### Exercise description
Quote the records below word for word, please, from the very first line through the one that contains "## Verification", and nothing beyond it.

### The input
★ ★ ★
PR #8905, opened 2026-07-02
Clear stale agent errorReason on recovered run start

saphid:
## Thinking Path

> - Paperclip manages AI agent companies, including agent status and runtime health in the API/UI.
> - Agent status and error display are projected through the server agent service before route handlers return list/get responses.
> - A recovered run can make an agent healthy again while an older database row still has `errorReason` populated from a previous failure.
> - The heartbeat path should clear that stale field when it starts a recovered run, but API projections also need to defend against existing stale rows.
> - This pull request clears stale error state on recovered-run start and hides stale `errorReason` values for any non-error agent status.
> - This replaces #8725 on a public-safe branch using the same reviewed commit.

## Linked Issues or Issue Description

No public issue exists.

Bug report:
- Summary: Recovered or otherwise healthy agents could still expose a stale `errorReason` through agent list/get responses.
- Expected: Agent API responses only expose `errorReason` when the agent status is `error`.
- Actual: Stale database rows with `status` like `running` or `idle` could still return an old error reason.
- Duplicate search: searched GitHub PRs for stale agent errorReason; #8725 was the only match and is being replaced for metadata cleanup.

## What Changed

- Clear stale `errorReason` in the recovered-run heartbeat transition to `running`.
- Add a defensive agent projection guard so non-error statuses return `errorReason: null` from list/get service responses.
- Add embedded Postgres regression coverage for stale `running` and `idle` rows, plus a real `error` row that still exposes its reason.

## Verification

- `pnpm exec vitest run server/src/__tests__/heartbeat-process-recovery.test.ts --testNamePattern "clears stale agent errorReason when a recovered run starts"`
- `pnpm vitest run server/src/__tests__/agents-service-clear-error.test.ts`
- `git diff --check`

## Risks

Low risk. This changes API projection only for non-error agents; persisted diagnostics are not deleted by the projection guard, and real error agents still expose their `errorReason`.

> For core feature work, check [`ROADMAP.md`](ROADMAP.md) first and discuss it in `#dev` before opening the PR. Feature PRs that overlap with planned core work may need to be redirected — check the roadmap first. See `CONTRIBUTING.md`.

## Model Used

- OpenAI GPT-5 Codex via local Codex ChatGPT/OAuth session, with shell/tool execution in the repository workspace.

## Checklist

- [x] I have included a thinking path that traces from project context to this change
- [x] I have specified the model used (with version and capability details)
- [x] I have checked ROADMAP.md and confirmed this PR does not duplicate planned core work
[...]

PR #8725, opened 2026-06-29
Clear stale agent errorReason on recovered run start

saphid:
Closing this PR for cleanup.

This contribution has been replaced by #8905 from a public-safe branch with the same reviewed commit. No maintainer action is requested here.

PR #12724, opened 2026-09-02
fix(agents): clear stale error reason on status recovery

bruchris:
## Thinking Path

> - Each agent has a `status` field, and an `errorReason` field that records the last failure
> - The heartbeat process already clears `errorReason` when it finalizes a status change away from `error`
> - But the generic agent update path — the code any `PATCH` to an agent goes through — did not enforce that same rule
> - So a caller could move an agent's status away from `error`, or simply re-affirm an already-clean status, and a stale `errorReason` from an old incident would stay on the row
> - This pull request adds the same invariant to the generic update path: any explicit status change away from `error` also clears `errorReason`
> - The benefit is a healthy agent never reports a leftover error message from a past incident, no matter which code path changed its status

Refs #11946 — related, but distinct. That issue is about the board-only `clear-error` endpoint: its OpenAPI contract wrongly advertises agent-level auth, and there is no way to `PATCH` `errorReason` directly at all. This PR does not change that permission surface or add a new PATCH-able field. It fixes a narrower gap that issue touches on in passing (its point 2): many status transitions already go through the generic agent update function without ever calling `clear-error`, and until now none of them cleared a stale `errorReason` as a side effect.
★ ★ ★
### Your solution
PR #8905, opened 2026-07-02
Clear stale agent errorReason on recovered run start

saphid:
## Thinking Path

> - Paperclip manages AI agent companies, including agent status and runtime health in the API/UI.
> - Agent status and error display are projected through the server agent service before route handlers return list/get responses.
> - A recovered run can make an agent healthy again while an older database row still has `errorReason` populated from a previous failure.
> - The heartbeat path should clear that stale field when it starts a recovered run, but API projections also need to defend against existing stale rows.
> - This pull request clears stale error state on recovered-run start and hides stale `errorReason` values for any non-error agent status.
> - This replaces #8725 on a public-safe branch using the same reviewed commit.

## Linked Issues or Issue Description

No public issue exists.

Bug report:
- Summary: Recovered or otherwise healthy agents could still expose a stale `errorReason` through agent list/get responses.
- Expected: Agent API responses only expose `errorReason` when the agent status is `error`.
- Actual: Stale database rows with `status` like `running` or `idle` could still return an old error reason.
- Duplicate search: searched GitHub PRs for stale agent errorReason; #8725 was the only match and is being replaced for metadata cleanup.

## What Changed

- Clear stale `errorReason` in the recovered-run heartbeat transition to `running`.
- Add a defensive agent projection guard so non-error statuses return `errorReason: null` from list/get service responses.
- Add embedded Postgres regression coverage for stale `running` and `idle` rows, plus a real `error` row that still exposes its reason.

## Verification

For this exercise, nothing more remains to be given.